Et comme l'ombre des bois atténuait les rayons chauds du soleil crépusculaire, Junin, qui ne restait jamais silencieux, attirant l'attention de sa compagne de voyage sur tel ou tel détail en chemin, se mit à lui parler d'un étrange sujet. La jeune fille a rougi et lui a demandé de se rappeler de la tradition chrétienne de ses parents qui l'avaient traitée généreusement, le suppliant de la laisser tranquille avec son pénible veuvage, au gré de son sort. Elle remarqua, néanmoins, que le jeune homme était plein des vices de son temps et se dit que le fils de ses protecteurs serait insensible à ses prières les plus ardentes. Repoussé dans ses intentions indécentes, laissant alors transparaître Sur son visage une dégoûtante expression de vautour blessé, le fils d'Horace dit à sa victime :
- Nous sommes près de Velitrae où nous passerons la nuit et comme tu devras continuer avec moi jusqu'à Gaète, j'espère te convaincre demain. Sinon...
Tout en se rappelant qu'elle devait prier et rester Vigilante, Célia avala l'insulte tout en conservant sa pensée plongée dans un fervent recueillement afin que le Divin Maître, par ses messagers, lui inspire la meilleure chose à faire.
Quelques instants plus tard, ils entraient dans la belle ville construite en des temps reculés par les Volsques et qui fut le berceau du grand Auguste. Velitrae, puis plus tard Velletri, se trouve sur une grande colline, offrant de très belles perspectives topographiques au voyageur. Ses crépuscules sont empreints d'une douce et d'une merveilleuse beauté... En contemplant l'orient, on voit les montagnes de la Sabine reliées par les précipices profonds où se trouve la ville, et en fin de journée, quand le soleil disparaît, la neige des montagnes se mêle au brouillard de la nuit, offrant des prismes visuels aux plus éblouissants effets.
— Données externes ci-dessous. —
PR #1093, opened 2019-05-21
NAS-100410 : Add NVDIMM alert to alertevents.rst

Mrt134:
TrueNAS only
TrueNAS HTML build test: no issues.

### DIFF
--- a/userguide/snippets/alertevents.rst
+++ b/userguide/snippets/alertevents.rst
@@ -112,7 +112,7 @@ Some of the conditions that trigger an alert include:
 * the interface which is set as critical for failover is not found
   or is not configured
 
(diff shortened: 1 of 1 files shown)


userguide/snippets/alertevents.rst
```diff
@@ -112,6 +112,8 @@ Some of the conditions that trigger an alert include:
 * the interface which is set as critical for failover is not found
   or is not configured
 
+* NVDIMM problems are detected
```
a-stjohn: The introductory sentence before this list is "Some of the conditions that trigger an alert include:" Thus, 
```suggestion
* NVDIMM problems.
```
would make more sense.

PR #1108, opened 2019-05-23
 NAS-101234: Add text about CARP status alert to system.rst and alertevents.rst

Mrt134:
TrueNAS HTML build: no issues.

Warning: I couldn't find the relevant alert in our TrueNAS 11.2 testing system. I'm trying to track it down but haven't had any luck yet. The correct alert is visible in a TN 11.3 system.


userguide/system.rst
```diff
@@ -2834,6 +2834,10 @@ in standby mode. The |web-ui| shows an additional
 :guilabel:`Force Takeover` button which can be used to force that node
 to take control.
 
+Failover is non-functional when both nodes have an identical CARP
```
wblock: Didn't we fix this wording earlier in another PR?  Being specific about whether failover just will not work or is not allowed, clarifying that it's not that they have an identical CARP state, but the *same* CARP state...

PR #1109, opened 2019-05-23
 NAS-101234: Add text about CARP status alert to system.rst and alertevents.rst

Mrt134:
TrueNAS HTML build test: no issues
cherry-pick from #1108


Mrt134:
Branch updated. Also used the proposed replacement |ctrlrs-term| from #1136 .

PR #1110, opened 2019-05-23
redmine 27384 fix (master)

a-stjohn:


userguide/storage.rst
```diff
@@ -1767,11 +1767,11 @@ in :ref:`Encryption` **before** attempting to replace the failed
...
 3, a prompt will appear to input and confirm the passphrase for the
 pool. Enter this information then click :guilabel:`Replace Disk`.
-Immediately
-:ref:`restore the encryption keys to the pool<Managing Encrypted Volumes>`.
 
-.. warning:: Access to the pool will be permanently lost unless the
-   encryption keys are restored to the pool before the next system reboot!
+Wait until the resilvering is complete before
+:ref:`restoring the encryption keys to the pool<Managing Encrypted Volumes>`.
+**If the encryption keys are not restored before the next reboot,
```
wblock: This changes the sense of the sentence. The original was not a "might", but a "will".  The new version implies that they might get away with not restoring the keys, while the original says it will definitely go wrong if the keys are not restored before a reboot.

userguide/storage.rst
```diff
@@ -1767,11 +1767,11 @@ in :ref:`Encryption` **before** attempting to replace the failed
 drive. Then, follow the steps 1 and 2 as described above. During step
 3, a prompt will appear to input and confirm the passphrase for the
 pool. Enter this information then click :guilabel:`Replace Disk`.
-Immediately
-:ref:`restore the encryption keys to the pool<Managing Encrypted Volumes>`.
 
-.. warning:: Access to the pool will be permanently lost unless the
-   encryption keys are restored to the pool before the next system reboot!
+Wait until the resilvering is complete before
+:ref:`restoring the encryption keys to the pool<Managing Encrypted Volumes>`.
```
wblock: Have you built this?  I'm not sure if the space between the link text and the URL is required or not.

PR #26638, opened 2024-01-16
fix: Avoid 500 if end users write bad SQL

Khrol:
### SUMMARY

While end users deal with Superset+Trino we are observing quite some 500 errors on backend.

For example, a user can create/edit a virtual dataset and make mistakes in SQL. Trino client raises the exception and it goes uncaught to 500.

If SupersetDBAPIProgrammingError is raised it's better to return 400 to the end user because nothing bad happens with Superset instance.

I don't know what to do with `SupersetDBAPIError` in general. If underlying Database has problems, should it lead to Superset's 500 or it's ok to stay with 400 because Superset itself works fine.

### ADDITIONAL INFORMATION

- [ ] Has associated issue:
- [ ] Required feature flags:
- [ ] Changes UI

### DIFF
--- a/superset/db_engine_specs/exceptions.py
+++ b/superset/db_engine_specs/exceptions.py
@@ -38,4 +38,4 @@ class SupersetDBAPIOperationalError(SupersetDBAPIError):
 
 
 class SupersetDBAPIProgrammingError(SupersetDBAPIError):
-    pass
+    status = 400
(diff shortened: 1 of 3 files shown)


villebro (approved):
We have lots of these unnecessary 500s, which makes logs noisy, thanks for cleaning these up 👍 While the new Trino exception mappings are probably very uncontroversial, I'd like a few extra eyes on changing the status type of `SupersetDBAPIProgrammingError`. However, I feel 400 is probably a better default than 500 for that one.

Khrol:
> While the new Trino exception mappings are probably very uncontroversial

I've initially submitted Draft PR to see at least some feedback. The situation there is a bit more complex and I've pushed more code.

> If underlying Database has problems, should it lead to Superset's 500 or it's ok to stay with 400 because Superset itself works fine?

I don't know how to interpret 500 errors with connection to underlying source Databases... 🤔

PR #26639, opened 2024-01-16
feat(components): Add static class name with button style

mskelton:
### SUMMARY

Adds a static class name to buttons based on their style (e.g. primary, secondary, etc.) to more easily allow custom CSS styling of buttons.

### ADDITIONAL INFORMATION

- [ ] Has associated issue:
- [ ] Required feature flags:
- [ ] Changes UI

### DIFF
--- a/superset-frontend/src/components/Button/index.tsx
+++ b/superset-frontend/src/components/Button/index.tsx
@@ -148,7 +148,14 @@ export default function Button(props: ButtonProps) {
     <AntdButton
       href={disabled ? undefined : href}
       disabled={disabled}
-      className={cx(className, 'superset-button', { cta: !!cta })}
+      className={cx(
+        className,
+        'superset-button',
+        // A static class name containing the button style is available to
+        // support customizing button styles in embedded dashboards.
+        `superset-button-${buttonStyle}`,
+        { cta: !!cta },
+      )}
       css={{
         display: 'inline-flex',
         alignItems: 'center',


shabadsobti (approved):

john-bodley:
Thanks @mskelton for the change. Given that we're changing the button class is there expected to be any UI changes? If so would you mind including before/after screenshots.

mskelton:
@john-bodley This PR adds a new class, it doesn't change or remove any existing classes, so there are no expected UI changes.

mistercrunch:
Seems superset-frontend/package-lock.json should not be affected by this PR, mind pulling it out?

rusackas:
Can you explain the use case for the class? We're a little nervous about adding code that serves no purpose to most folks.

If this is to support CSS templates at the dashboard level (where you can add custom CSS) that's one thing... we would just want to annotate the lines of code serving this purpose.

If this is to customize the button for an entire Superset installation, the correct way would be to edit the Emotion based styling in the Button component, rather than adding hooks to layer on additional CSS files. CSS and LESS have been deprecated in favor of Emotion, and we'd rather see changes made on those grounds, or even steer toward more proper Emotion-based [theming](https://preset.io/blog/theming-superset-progress-update/).

mskelton:
@rusackas The purpose is to support custom CSS for embedded dashboards.  The use case I have is to customize the controls in the dashboard (e.g. buttons, checkbox, dropdowns, etc. to align more closely with the app we are embedding superset in. Most controls I'm able to use class names from the Ant components (e.g. `.ant-menu-item`), but buttons are styled differently based on the style, however there isn't an associated class to allow me to control that.

Happy to add a comment to the line explaining the purpose of the class name.

mskelton:
@mistercrunch The package-lock.json was committed by mistake, I've reverted it.

mistercrunch (approved):
LGTM

PR #26652, opened 2024-01-17
fix(import): only import FORMULA annotations

mistercrunch:
### SUMMARY
export/import currently attempts to bring in annotations that are attached to charts, but does not handle the dependencies properly, resulting in some referential integrity-type issues. This happens when the annotation depends on either an "annotation layer", or on another chart that doesn't exist in the current environment.

The solution here is lazy, and refrains from importing any annotation that may depend on other objects that are not handled by the current import/export logic.

Longer term solution would including handling of dependencies, and allowing the users to package dependencies on export and/or ask/warn about what to do here. 

### TESTING
On top of a simple unit test on the new function I introduce, I conducted the following manual test
* exported a dashboard that contains a chart with multiple annotations of different types
* deleting the chart objects in the environment
* importing using the CLI
* verifying that only FORMULA annotation survived the export/import

### DIFF
--- a/superset/cli/importexport.py
+++ b/superset/cli/importexport.py
@@ -130,12 +130,13 @@ def export_datasources(datasource_file: Optional[str] = None) -> None:
 @click.option(
     "--path",
     "-p",
+    required=True,
     help="Path to a single ZIP file",
 )
 @click.option(
     "--username",
     "-u",
-    default=None,
+    required=True,
     help="Specify the user name to assign dashboards to",
 )
 def import_dashboards(path: str, username: Optional[str]) -> None:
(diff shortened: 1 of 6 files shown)


superset/cli/importexport.py
```diff
@@ -133,12 +133,14 @@ def export_datasources(datasource_file: Optional[str] = None) -> None:
     @click.option(
         "--path",
         "-p",
+        required=True,
```
mistercrunch, line 136: Changes to this file are not directly related to this PR, but seemed like an easy improvement while I ran manual testing.

betodealmeida (approved):
Awesome!

Yeah, I think the ideal solution would be exporting all annotation data by default, since it's what would cause least surprise IMO.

Junin posa les rênes devant une auberge en apparence très simple. Reçu avec des démonstrations de joie par ses anciennes connaissances, immédiatement un logement pour Célia avec l'enfant fut mis à leur disposition et les animaux furent rentrés dans l'étable.
Après le repas, la jeune chrétienne se recueillit dans sa chambre pour réfléchir et prier. Junin avait prévu de repartir à l'aube. Mais elle était prise d'angoisse et d'incertitude. Le fils de ses bienfaiteurs ne semblait pas partager les mêmes sentiments élevés de ses parents. Ce regard intraitable semblait présager de la malice d'un serpent. Ses gestes étaient intrépides, ses idées indifférentes aux notions du devoir et de la responsabilité.
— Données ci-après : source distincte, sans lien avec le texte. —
PR #26669, opened 2024-01-18
feat: prevent adhoc metrics from guest user

betodealmeida:
### SUMMARY

Ensure that guest users (from embedded dashboards) can only use predefined metrics in chart queries.

N/A

### TESTING INSTRUCTIONS

Added unit tests covering both `EMBEDDED_SUPERSET` enabled and disabled.

### ADDITIONAL INFORMATION

- [ ] Has associated issue:
- [ ] Required feature flags:
- [ ] Changes UI

### DIFF
--- a/superset/common/query_object.py
+++ b/superset/common/query_object.py
@@ -27,12 +27,14 @@ from flask import g
 from flask_babel import gettext as _
 from pandas import DataFrame
 
-from superset import feature_flag_manager
+from superset import feature_flag_manager, security_manager
 from superset.common.chart_data import ChartDataResultType
+from superset.errors import ErrorLevel, SupersetError, SupersetErrorType
 from superset.exceptions import (
     InvalidPostProcessingError,
     QueryClauseValidationException,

Tard dans la nuit, une employée de maison est venue s'informer si son hôte avait besoin de quelque chose, elle la trouva inquiète et angoissée à se demander ce qui pourrait bien lui arriver en ce lendemain menaçant.
Après d'amères réflexions, inspirée par ses amis de l'invisible, elle décida de quitter l'auberge dès les premières heures de l'aube et de fuir la perversité de l'ennemi de sa paix intérieure.
C'est ainsi qu'à l'aube, apeurée, elle s'est éloignée de la grande maison inconnue. Serrant le bébé contre sa poitrine, elle sentait son cœur battre à vive allure. Jamais, elle n'avait affronté de situation aussi difficile et, néanmoins, elle se disait que Jésus l'aiderait par de précieuses suggestions.
Laissant Velitrae à sa gauche, elle prit courageusement un large chemin, portant le petit et son pauvre bagage, elle marcha jusqu'à l'aurore et se retrouva dans l'ancien village de Cora, célèbre pour son temple à Castor et Polux. Là, une femme du peuple l'accueillit chez elle pendant quelques minutes et lui offrit de nouvelles provisions compatissant de sa dure journée avec le petit dans ses bras.
Poursuivant sa marche, possédée par une étrange force comme si quelqu'un guidait ses pas, malgré l'itinéraire incertain, elle s'est bientôt retrouvée sur les bords de l'Astura à traverser des petits villages où il y avait toujours un bon cœur pour lui prodiguer une gentillesse fraternelle.
Avant midi, elle rencontra de simples conducteurs de charrettes, employés par de riches propriétaires de la région qui travaillaient au transport, dont l'un d'eux ayant l'allure d'un patriarche, lui offrit une place à ses côtés pour soulager la douleur de ses pieds.